Good points, especially the NAS/SAN being the single point of failure.

DRBD and OCFS work well together, I had a play around with those as well.

On 13 May 2010 11:45, Jake Anderson <ya...@vapourforge.com> wrote:

> Personally I'd go with the max memory setup you were talking about but I
> wouldn't bother with the NAS.
> With only 2 nodes DRBD is fairly easy to setup, it gives you complete
> synchronisation of partitions, IE when you write in one place that write
> will only come back as ok if it has made it across the network and been
> written to disk on the remote machine (depending on settings).
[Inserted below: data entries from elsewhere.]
PR #835, opened 2025-09-29
Added AgenticServices helper

treblereel:


experimental/fluent/agentic-langchain4j/src/test/java/io/serverlessworkflow/fluent/agentic/langchain4j/WorkflowAgentsIT.java
```diff
@@ -37,38 +52,38 @@ void sequential_agents_tests() {
     WorkflowAgentsBuilder builder = new LC4JWorkflowBuilder();
 
     CreativeWriter creativeWriter =
-        spy(
-            AgenticServices.agentBuilder(CreativeWriter.class)
-                .chatModel(BASE_MODEL)
-                .outputName("story")
-                .build());
+            spy(
+                    dev.langchain4j.agentic.AgenticServices.agentBuilder(CreativeWriter.class)
```
ricardozanini: We can drop the FQCN

experimental/fluent/agentic/src/main/java/io/serverlessworkflow/fluent/agentic/AgenticServices.java
```diff
@@ -0,0 +1,125 @@
...
+        throw new IllegalArgumentException(runner + " must be an interface to create a Proxy");
+      }
+
+      ClassLoader cl = runner.getClassLoader();
+      Class<?>[] ifaces = new Class<?>[] {runner};
+      return (T) Proxy.newProxyInstance(cl, ifaces, h);
+    }
+  }
+
+  private static class AgentInvocationHandler implements InvocationHandler {
```
ricardozanini: I think we already have something pretty similar on the `agentic-langchain4j` module. Is it doable to share the same class?

experimental/lambda/src/main/java/io/serverlessworkflow/impl/executors/func/JavaFuncUtils.java
```diff
@@ -32,6 +33,9 @@ static Object predObject(Predicate<?> pred, Optional<Class<?>> predClass) {
   }
 
   static <T> T convertT(WorkflowModel model, Optional<Class<T>> inputClass) {
+    if (model instanceof HasAgenticScope<?> hasAgenticScope && inputClass.isEmpty()) {
+      return (T) hasAgenticScope.getAgenticScope();
+    }
```
fjtirado: You should not do this change here, but in `as` (when inputclass is not empty) and` asJavaObject` (when inputclass is empty)  methods of AgenticModel

experimental/lambda/src/main/java/io/serverlessworkflow/impl/expressions/func/HasAgenticScope.java
fjtirado, line 1: This class should not be added, the change in convert should be done in asJavaObject

experimental/fluent/agentic-langchain4j/src/test/java/io/serverlessworkflow/fluent/agentic/langchain4j/WorkflowAgentsIT.java
```diff
@@ -38,21 +56,21 @@ void sequential_agents_tests() {
 
     CreativeWriter creativeWriter =
         spy(
-            AgenticServices.agentBuilder(CreativeWriter.class)
+            dev.langchain4j.agentic.AgenticServices.agentBuilder(CreativeWriter.class)
```
ricardozanini: We should remove the FQCN

experimental/fluent/agentic-langchain4j/src/test/java/io/serverlessworkflow/fluent/agentic/langchain4j/WorkflowAgentsIT.java
```diff
@@ -77,4 +95,123 @@ void sequential_agents_tests() {
...
   }
+
+  @Test
+  public void sequenceHelperTest() {
+    var creativeWriter = newCreativeWriter();
+    var audienceEditor = newAudienceEditor();
+    var styleEditor = newStyleEditor();
+
+    AgentsUtils.NovelCreator novelCreator =
+        io.serverlessworkflow.fluent.agentic.AgenticServices.of(AgentsUtils.NovelCreator.class)
```
ricardozanini: There are a few places with FQCN.

experimental/fluent/agentic-langchain4j/src/test/java/io/serverlessworkflow/fluent/agentic/langchain4j/WorkflowAgentsIT.java
```diff
@@ -77,4 +95,123 @@ void sequential_agents_tests() {
...
+  @Test
+  public void agentAndSequenceHelperTest() {
+    var creativeWriter = newCreativeWriter();
+    var audienceEditor = newAudienceEditor();
+    var styleEditor = newStyleEditor();
+
+    AgentsUtils.NovelCreator novelCreator =
+        io.serverlessworkflow.fluent.agentic.AgenticServices.of(AgentsUtils.NovelCreator.class)
+            .flow(workflow("seqFlow").agent(creativeWriter).sequence(audienceEditor, styleEditor))
+            .build();
```
ricardozanini, line 124: This DSL is looking pretty cool. We should do the same for `FuncWorkflowBuilder`, which is the one we are using on `quarkus-flow` next.

experimental/fluent/agentic-langchain4j/src/test/java/io/serverlessworkflow/fluent/agentic/langchain4j/WorkflowAgentsIT.java
```diff
@@ -77,4 +95,123 @@ void sequential_agents_tests() {
...
+            return holder;
+          }
+        };
+
+    String result =
+        AgenticServices.of(Agents.HoroscopeAgent.class)
+            .flow(
+                workflow("humanInTheLoop")
+                    .inputFrom(askSign)
+                    // .tasks(tasks -> tasks.callFn(fn(askSign))) // TODO should work too
```
ricardozanini, line 211: Can you open an issue to track this?

experimental/fluent/agentic/src/main/java/io/serverlessworkflow/fluent/agentic/AgenticWorkflow.java
```diff
@@ -0,0 +1,134 @@
...
+        throw new IllegalArgumentException(runner + " must be an interface to create a Proxy");
+      }
+
+      ClassLoader cl = runner.getClassLoader();
+      Class<?>[] ifaces = new Class<?>[] {runner};
+      return (T) Proxy.newProxyInstance(cl, ifaces, h);
+    }
+  }
+
+  private class AgentInvocationHandler implements InvocationHandler {
```
ricardozanini, line 72: This class is similar to this one: https://github.com/serverlessworkflow/sdk-java/blob/main/experimental/fluent/agentic-langchain4j/src/main/java/io/serverlessworkflow/fluent/agentic/langchain4j/WorkflowInvocationHandler.java#L37

We should bring them together.

ricardozanini (commented):
It's getting pretty neat!

experimental/fluent/agentic-langchain4j/src/test/java/io/serverlessworkflow/fluent/agentic/langchain4j/WorkflowAgentsIT.java
treblereel: @ricardozanini The issue is that AgenticServices conflicts with AgenticServices from langchain4g. Maybe we can come up with a different name instead of using the one Mark suggested? 

For example, simply AgenticServicesFlow?

experimental/fluent/agentic/src/main/java/io/serverlessworkflow/fluent/agentic/AgenticWorkflow.java
treblereel: In my personal opinion, they aren’t equivalent. But if the task is to use the InvocationHandler from WorkflowInvocationHandler.java here, I can give it a try

experimental/fluent/agentic-langchain4j/src/test/java/io/serverlessworkflow/fluent/agentic/langchain4j/WorkflowAgentsIT.java
ricardozanini: I think `AgenticWorkflow` can be a better option, wdyt?

experimental/fluent/agentic/src/main/java/io/serverlessworkflow/fluent/agentic/AgenticWorkflow.java
ricardozanini: They are not equivalent, but they are doing similar things that we can share between them, wdyt?

experimental/fluent/agentic-langchain4j/src/test/java/io/serverlessworkflow/fluent/agentic/langchain4j/WorkflowAgentsIT.java
treblereel: Or just AgenticFlow ?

If your ok
> with a manual change over with a little downtime (in the case of an
> intentional transition between servers) I'd put something like ext4 on a LVM
> ontop of the DRBD partition mainly to keep things fairly simple. to migrate
> machines you shutdown the guests, unmount the file system on host A, mount
> it on host B and start the guests there
> If you want seemless transitions your going to want something like OCFS or
> somesuch for the file system, which gives you the ability to have it mounted
> at both locations and hence live migration, you might be able to feed your
> VM's raw lvm partions on the DRBD system and not bother with OCFS which
> would make life easier but I haven't looked into that.
> Upside to this system is you don't have a NAS that can go down as a single
> point failure.
>
> For your offsite backup I'd then snapshot the machines and LVM's and rsync
> them to your remote location.
> rsync of the memory snapshot could consume a decent amount of bandwidth,
> its probably going to be pretty volatile, if you can shutdown the guest
> snapshot its disk then boot it back up again then the rsync traffic should
> only be a little over the quantity of changes made to the disk IE files
> added/changed, so not much more than your existing offsite backup needs.
>
>
> I'm using KVM for my virtuilisation and it seems to be working well, very
> simple to use and the host has a full OS there to do whatever you want with.
> Currently I run mysql on the host to get a bit more performance out of the
> machines (with a ~20Gb database) and the application servers in VM's on the
> same machine, with mysql replication to pass the data between the hosts.